■ **TASK DIRECTIONS**: Each line below containing the word "fields" needs to be shown.

■ **TASK INPUTS**:
□ □ □ □

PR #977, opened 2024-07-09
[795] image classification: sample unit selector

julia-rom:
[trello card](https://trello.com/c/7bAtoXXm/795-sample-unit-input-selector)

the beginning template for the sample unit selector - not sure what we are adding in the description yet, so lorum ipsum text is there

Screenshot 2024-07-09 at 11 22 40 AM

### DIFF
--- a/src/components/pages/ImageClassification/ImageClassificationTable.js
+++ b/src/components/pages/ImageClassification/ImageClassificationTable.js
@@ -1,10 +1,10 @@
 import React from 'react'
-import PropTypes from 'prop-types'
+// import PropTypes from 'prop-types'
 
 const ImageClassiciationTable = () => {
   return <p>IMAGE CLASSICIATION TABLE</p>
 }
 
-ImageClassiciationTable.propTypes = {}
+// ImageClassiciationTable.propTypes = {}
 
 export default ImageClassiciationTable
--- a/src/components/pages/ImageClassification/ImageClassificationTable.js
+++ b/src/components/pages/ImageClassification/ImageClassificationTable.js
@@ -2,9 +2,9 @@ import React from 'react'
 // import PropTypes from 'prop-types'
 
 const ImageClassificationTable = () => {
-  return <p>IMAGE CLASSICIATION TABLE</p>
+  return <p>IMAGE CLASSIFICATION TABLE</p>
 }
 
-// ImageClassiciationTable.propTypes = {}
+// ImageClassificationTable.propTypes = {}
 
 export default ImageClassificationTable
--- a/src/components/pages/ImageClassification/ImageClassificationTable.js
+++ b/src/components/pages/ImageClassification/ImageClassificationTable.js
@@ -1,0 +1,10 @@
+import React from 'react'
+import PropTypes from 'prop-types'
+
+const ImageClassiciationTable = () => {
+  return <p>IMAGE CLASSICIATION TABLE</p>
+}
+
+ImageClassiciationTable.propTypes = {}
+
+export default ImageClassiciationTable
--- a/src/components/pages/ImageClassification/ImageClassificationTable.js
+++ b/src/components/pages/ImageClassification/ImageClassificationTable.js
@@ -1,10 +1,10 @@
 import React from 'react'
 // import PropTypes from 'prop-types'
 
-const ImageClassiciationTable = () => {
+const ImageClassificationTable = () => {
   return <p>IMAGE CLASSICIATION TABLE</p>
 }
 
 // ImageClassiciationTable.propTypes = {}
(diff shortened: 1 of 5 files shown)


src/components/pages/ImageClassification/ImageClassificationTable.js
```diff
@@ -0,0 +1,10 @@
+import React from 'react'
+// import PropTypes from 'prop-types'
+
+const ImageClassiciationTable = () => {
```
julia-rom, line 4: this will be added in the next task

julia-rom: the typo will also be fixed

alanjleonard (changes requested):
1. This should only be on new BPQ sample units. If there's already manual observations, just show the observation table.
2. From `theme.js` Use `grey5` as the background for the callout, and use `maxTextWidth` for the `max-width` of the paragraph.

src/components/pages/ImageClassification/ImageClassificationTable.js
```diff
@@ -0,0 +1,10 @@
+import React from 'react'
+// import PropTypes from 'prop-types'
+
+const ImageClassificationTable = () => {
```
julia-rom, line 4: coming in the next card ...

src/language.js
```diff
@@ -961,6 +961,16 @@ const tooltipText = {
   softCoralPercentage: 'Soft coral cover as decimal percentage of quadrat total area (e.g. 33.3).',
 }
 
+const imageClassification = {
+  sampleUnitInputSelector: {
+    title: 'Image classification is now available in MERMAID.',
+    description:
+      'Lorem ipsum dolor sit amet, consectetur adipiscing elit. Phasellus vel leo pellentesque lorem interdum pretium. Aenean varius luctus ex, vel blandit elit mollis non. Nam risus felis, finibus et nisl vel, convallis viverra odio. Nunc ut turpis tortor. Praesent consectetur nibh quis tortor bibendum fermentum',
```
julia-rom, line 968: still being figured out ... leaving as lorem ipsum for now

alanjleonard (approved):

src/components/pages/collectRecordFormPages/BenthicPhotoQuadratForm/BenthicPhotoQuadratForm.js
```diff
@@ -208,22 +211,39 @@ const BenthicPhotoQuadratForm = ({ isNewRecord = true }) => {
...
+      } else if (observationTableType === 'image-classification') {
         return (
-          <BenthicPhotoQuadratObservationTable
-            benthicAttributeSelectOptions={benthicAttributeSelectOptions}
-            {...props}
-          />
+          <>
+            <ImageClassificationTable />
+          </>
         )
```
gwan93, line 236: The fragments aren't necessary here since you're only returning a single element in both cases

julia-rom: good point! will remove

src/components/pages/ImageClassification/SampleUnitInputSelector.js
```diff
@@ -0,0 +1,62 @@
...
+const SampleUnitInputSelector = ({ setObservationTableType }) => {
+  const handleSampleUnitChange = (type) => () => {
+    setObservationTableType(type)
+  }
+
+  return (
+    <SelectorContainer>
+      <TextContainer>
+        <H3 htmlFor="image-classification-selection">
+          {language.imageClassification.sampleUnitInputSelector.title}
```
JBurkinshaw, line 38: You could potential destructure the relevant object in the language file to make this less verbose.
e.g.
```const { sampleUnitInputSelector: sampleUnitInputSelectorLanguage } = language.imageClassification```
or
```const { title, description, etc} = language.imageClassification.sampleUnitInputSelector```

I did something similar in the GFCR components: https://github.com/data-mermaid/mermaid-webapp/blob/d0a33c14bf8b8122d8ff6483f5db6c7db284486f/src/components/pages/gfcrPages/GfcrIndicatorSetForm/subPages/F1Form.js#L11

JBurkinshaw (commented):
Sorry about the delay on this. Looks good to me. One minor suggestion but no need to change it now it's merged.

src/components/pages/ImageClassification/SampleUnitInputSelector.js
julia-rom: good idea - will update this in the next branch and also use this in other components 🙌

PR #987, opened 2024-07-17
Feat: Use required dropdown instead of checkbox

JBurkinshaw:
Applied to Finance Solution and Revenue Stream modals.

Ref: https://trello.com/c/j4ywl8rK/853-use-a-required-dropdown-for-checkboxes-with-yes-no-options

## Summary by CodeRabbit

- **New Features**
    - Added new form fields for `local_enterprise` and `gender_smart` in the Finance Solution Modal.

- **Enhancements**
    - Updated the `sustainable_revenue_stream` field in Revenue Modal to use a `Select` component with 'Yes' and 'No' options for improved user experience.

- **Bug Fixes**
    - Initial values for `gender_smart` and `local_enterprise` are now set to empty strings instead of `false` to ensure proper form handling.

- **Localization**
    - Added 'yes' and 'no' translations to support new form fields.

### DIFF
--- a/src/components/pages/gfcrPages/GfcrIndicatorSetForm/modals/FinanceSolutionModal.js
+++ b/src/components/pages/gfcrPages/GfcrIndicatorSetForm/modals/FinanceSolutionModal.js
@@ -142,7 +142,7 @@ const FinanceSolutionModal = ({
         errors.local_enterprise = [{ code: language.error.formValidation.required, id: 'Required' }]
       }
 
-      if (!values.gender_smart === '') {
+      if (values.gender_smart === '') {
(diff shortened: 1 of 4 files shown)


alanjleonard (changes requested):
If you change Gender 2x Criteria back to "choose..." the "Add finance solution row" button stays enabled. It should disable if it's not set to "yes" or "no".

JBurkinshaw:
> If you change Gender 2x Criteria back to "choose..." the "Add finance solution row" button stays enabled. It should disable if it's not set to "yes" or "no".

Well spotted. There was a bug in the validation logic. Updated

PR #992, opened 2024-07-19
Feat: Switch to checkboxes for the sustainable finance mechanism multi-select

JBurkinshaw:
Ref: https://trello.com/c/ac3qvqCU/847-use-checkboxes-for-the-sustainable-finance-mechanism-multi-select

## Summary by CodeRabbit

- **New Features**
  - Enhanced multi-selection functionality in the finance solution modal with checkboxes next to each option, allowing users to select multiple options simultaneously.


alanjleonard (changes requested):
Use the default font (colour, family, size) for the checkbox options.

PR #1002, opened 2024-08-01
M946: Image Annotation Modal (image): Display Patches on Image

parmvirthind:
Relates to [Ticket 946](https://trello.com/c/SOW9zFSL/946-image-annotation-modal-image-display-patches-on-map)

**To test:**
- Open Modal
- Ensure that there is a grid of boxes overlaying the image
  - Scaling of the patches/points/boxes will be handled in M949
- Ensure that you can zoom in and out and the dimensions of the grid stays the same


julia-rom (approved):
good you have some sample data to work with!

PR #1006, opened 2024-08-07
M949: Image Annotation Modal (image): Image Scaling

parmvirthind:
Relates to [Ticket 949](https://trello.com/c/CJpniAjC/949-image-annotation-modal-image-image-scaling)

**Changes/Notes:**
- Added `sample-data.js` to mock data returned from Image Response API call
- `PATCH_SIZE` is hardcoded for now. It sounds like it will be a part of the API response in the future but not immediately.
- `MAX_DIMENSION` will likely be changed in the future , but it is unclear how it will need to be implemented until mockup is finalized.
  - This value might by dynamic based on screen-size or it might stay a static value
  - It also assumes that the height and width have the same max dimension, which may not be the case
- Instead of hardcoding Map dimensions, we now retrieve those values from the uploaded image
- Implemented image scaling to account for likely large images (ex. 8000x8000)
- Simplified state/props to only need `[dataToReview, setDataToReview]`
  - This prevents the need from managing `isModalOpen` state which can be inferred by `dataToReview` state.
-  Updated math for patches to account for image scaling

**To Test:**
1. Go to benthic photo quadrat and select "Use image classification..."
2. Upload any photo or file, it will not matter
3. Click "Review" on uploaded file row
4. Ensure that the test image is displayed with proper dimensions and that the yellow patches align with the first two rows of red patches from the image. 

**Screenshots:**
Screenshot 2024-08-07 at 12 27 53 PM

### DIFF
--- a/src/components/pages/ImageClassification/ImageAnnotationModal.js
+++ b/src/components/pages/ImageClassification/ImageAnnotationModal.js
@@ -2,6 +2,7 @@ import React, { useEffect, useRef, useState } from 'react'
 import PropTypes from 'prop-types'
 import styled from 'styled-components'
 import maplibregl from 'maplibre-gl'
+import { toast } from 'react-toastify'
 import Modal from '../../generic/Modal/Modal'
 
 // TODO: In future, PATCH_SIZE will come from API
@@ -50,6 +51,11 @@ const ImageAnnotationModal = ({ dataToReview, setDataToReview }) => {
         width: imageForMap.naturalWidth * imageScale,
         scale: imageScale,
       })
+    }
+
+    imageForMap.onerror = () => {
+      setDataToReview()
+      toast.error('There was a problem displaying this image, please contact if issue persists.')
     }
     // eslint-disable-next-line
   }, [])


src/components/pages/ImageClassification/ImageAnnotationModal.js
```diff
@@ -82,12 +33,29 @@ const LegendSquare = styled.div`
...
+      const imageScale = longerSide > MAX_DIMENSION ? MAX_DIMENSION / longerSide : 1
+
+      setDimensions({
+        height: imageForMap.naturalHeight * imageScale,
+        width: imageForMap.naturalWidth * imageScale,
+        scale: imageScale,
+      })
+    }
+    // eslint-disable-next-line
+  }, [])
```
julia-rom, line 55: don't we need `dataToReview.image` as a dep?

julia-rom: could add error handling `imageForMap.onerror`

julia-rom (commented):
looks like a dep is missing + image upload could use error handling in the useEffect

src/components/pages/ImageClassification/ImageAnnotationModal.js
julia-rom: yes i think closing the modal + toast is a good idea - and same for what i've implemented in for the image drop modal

□ □ □ □

■ **EXERCISE RESULT**:
    - Added new form fields for `local_enterprise` and `gender_smart` in the Finance Solution Modal.
    - Added 'yes' and 'no' translations to support new form fields.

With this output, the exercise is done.